I never dreamed about my Wedding. I didn't care where it happened, or what kind of flowers were used. I didn't even care about the colors. My wedding was, to me, an annoying formality. A necessary evil required in order for me to move forward with what it was I DID fantasize about. My life.
I could describe in detail what my future life would look like. A small house with a big yard, a large garden of vegetables and wild flowers, smoke spiraling out of the chimney, children laughing in the yard. You can't very well accomplish that without a husband, so a wedding was a necessity. After I found the right guy, of course. Not just any ol' guy would do. I also thought all of this would occur after my stint as a revolutionary.
Modified over the years, but the basics were the same. The house, the kids, me having a purpose outside of motherhood/wifehood. Always it seemed effortless to provide this life, after all I wasn't asking for much. I've always been pretty low maintenance.

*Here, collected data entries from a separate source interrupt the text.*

PR #144, opened 2026-07-23
fix(editor): mirror native caret jumps in Monaco (Errors pane selections did not go to correct posision in file)

geircodes:
## Summary

Clicking a line in the Clarion IDE's native Errors pane (compiler error/warning list) opened the correct file in the Monaco/WebView2 overlay, but the caret landed on the wrong line — sometimes line 1 on a fresh open, sometimes a stale unrelated line left over from a previous session (observed: error reported at line 1884, caret landed at line 1944).

## Root cause

`MonacoClarionEditor` only ever learns about a navigation target when the caller goes through `MonacoSourceNavigator.NavigateToFileAndLine` (used by our own MCP `open_file` tool and by other addins like the standalone debugger). Two-way caret sync between the hidden native editor and the visible Monaco surface was never implemented — the class's own comment says so directly ("Caret/document two-way sync is Phase 2 — for now we push the buffer once on load").

The Errors pane (like Bookmarks next/prev, Find Next, and the breakpoint list) is native, closed-source IDE functionality — it moves the hidden `ICSharpCode.TextEditor.Caret` directly, the same way `EditorService.GoToLine`/`NavigateToFileAndLine` do, and never touches `MonacoSourceNavigator`. With no live sync, Monaco simply keeps showing whatever it last had.

## Fix

`ICSharpCode.TextEditor.Caret` exposes a public `PositionChanged` event. `MonacoClarionEditor` now subscribes to it on the captured native `ActiveTextAreaControl.Caret` once the overlay attaches, and mirrors any external line change into the visible Monaco surface via the existing `NavigateToLine` path (which only posts a WebView2 `revealLine` message — it never writes back to the native `Document`/`Caret`, so there's no feedback-loop risk).

This is a general fix, not an Errors-pane-specific patch: it covers ANY native code path that moves the caret directly, since it listens on the caret itself rather than chasing individual call sites.

Guards:
- Line-delta check (`_lastMirroredCaretLine`) — `GoToLine` sets `Caret.Line` then `Caret.Column` as two separate writes, firing `PositionChanged` twice per native jump; the delta guard coalesces that into a single mirror.
- Defensive UI-thread marshalling via `WorkbenchSingleton.Workbench as Form`, same pattern already used in `MonacoSourceNavigator.NavigateToFileAndLine`, since `PositionChanged`'s firing thread isn't guaranteed across every native caller.
- Unsubscribed in `Dispose()` alongside the existing `MonacoSourceNavigator.Unregister` call — no new teardown path.

## Verification

Live-tested in the running Clarion IDE: clicking an Errors-pane entry now lands Monaco's caret on the correct line — and, as a bonus of Monaco's own column-aware reveal, at the actual variable/function token the error refers to, not just the right line. Tested against both an already-open file and a cold file opened for the first time (the two distinct symptom variants originally reported).

An independent review pass (fresh agent, no context carried over from drafting) confirmed the root-cause diagnosis, found no existing caret-event subscription anywhere in the codebase, verified the feedback-loop analysis (no Monaco→native write path exists today), and confirmed the line-delta + UI-thread-marshal design before implementation.

### DIFF
--- a/ClarionAssistant/MonacoClarionSourceEditor.cs
+++ b/ClarionAssistant/MonacoClarionSourceEditor.cs
@@ -48,6 +48,8 @@ namespace ClarionAssistant
         private Timer _coverSafety;      // backstop: drop the cover even if the page never signals nav-completed
         private Control _navBar;         // native QuickClassBrowser bar (class/members combos) hidden while the overlay covers the editor; restored on teardown
         private ICSharpCode.TextEditor.TextEditorControl _hostEditor;   // the live editor we mirror
+        private ICSharpCode.TextEditor.Caret _watchedCaret;   // native caret mirrored into Monaco while overlay is on
+        private int _lastMirroredCaretLine = -1;              // 0-based; guards PositionChanged's double-fire (GoToLine sets Line then Column separately)
         private string _overlayTitle = "Clarion Source";
         // Active Clarion IDE theme's toolbar gradient (SerenityBlue/OfficeXP/…) → our overlay toolbar chrome, so
         // the CA Editor's toolbar matches the IDE theme like the embeditor's does. Captured at OnReady. (task c8e669d3)
@@ -246,6 +248,7 @@ namespace ClarionAssistant
                 _settingsReg = Services.MonacoSettingsBroadcaster.Register(json => { try { _editor?.PostJson(json); } catch { } });
                 if (_cover != null) _cover.BringToFront();   // cover ABOVE the WebView2 until Monaco has painted
                 WireBreakpoints();   // keep Monaco's gutter in sync with IDE breakpoints
+                WireCaretSync(host);   // mirror native caret jumps (Errors pane, Bookmarks, Find Next, breakpoint list) into Monaco
 
                 // Backstop: reveal Monaco after a few seconds even if OnEditorNavigationCompleted never arrives,
                 // so a failed load can never leave the cover stranded over a blank editor.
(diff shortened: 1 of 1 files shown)


peterparker57:
Follow-up after live testing (John's multi-error repro — 7 errors + 6 warnings in one generated .clw): the caret-event mirror turned out to have two blind spots, now fixed on master in three parts. Sharing since it's a useful map of how Errors-pane navigation actually routes:

1. **857d92d** — the Errors pane goes `FileService.JumpToFilePosition → IPositionable.JumpTo`, and the native caret setter fires **no PositionChanged at all** when it's already at the target — so a click could be a complete no-op depending on where the hidden native caret happened to sit. `JumpTo` is a sealed interface impl on the wrapper (couldn't override), so `MonacoClarionEditor` now re-implements `IPositionable` and mirrors every jump unconditionally with the exact requested position. Your PositionChanged mirror stays for the movers that bypass JumpTo (bookmarks, Find Next).
2. **ac27e26** — some error rows don't touch the source document at all: Clarion routes them through its own error→embed mapping into the PWEE embeditor. The CA overlay only sampled that caret once at attach (pre-paint, before Clarion positioned it), and later clicks into the already-open embed moved only the hidden native caret. The overlay now subscribes to the embed caret's PositionChanged — same technique as yours, applied to the embeditor.
3. **1312f3c** — nastier consequence of that same route: Clarion closes + re-opens the native embed when navigation crosses between source-routed and embed-routed rows, which tore down a dirty overlay silently (the native buffer is clean, so Clarion never prompts). The page now mirrors its edited slots to the host per edit; an external teardown stashes them, and the next attach for the same procedure restores them against a byte-identical baseline.

All three verified live. Thanks for the original mirror — it was the right instinct, the fork just hides more navigation routes than any one hook can see.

Here I am nearly half way through this life. In a house near the woods, with children laughing in the yard, my best friend to wake up with every morning and go to bed with every night. Now, in an effort to provide a future for the kids we are thinking of giving it all up. I cling to it with big, jumpy eyes.
I watch the news every morning. When I hear about fallen soldier on the news my eyes well up for their families just before I think to myself, "thank God I don't have to worry about that. If there's one thing I couldn't do it's throw my best friend to chance". Yet, here we are. I am NOT ready to crucify this dream just yet. I am not ready for the daily news to be a weight that squishes my chest until my breath runs away from me. What if I never catch it again?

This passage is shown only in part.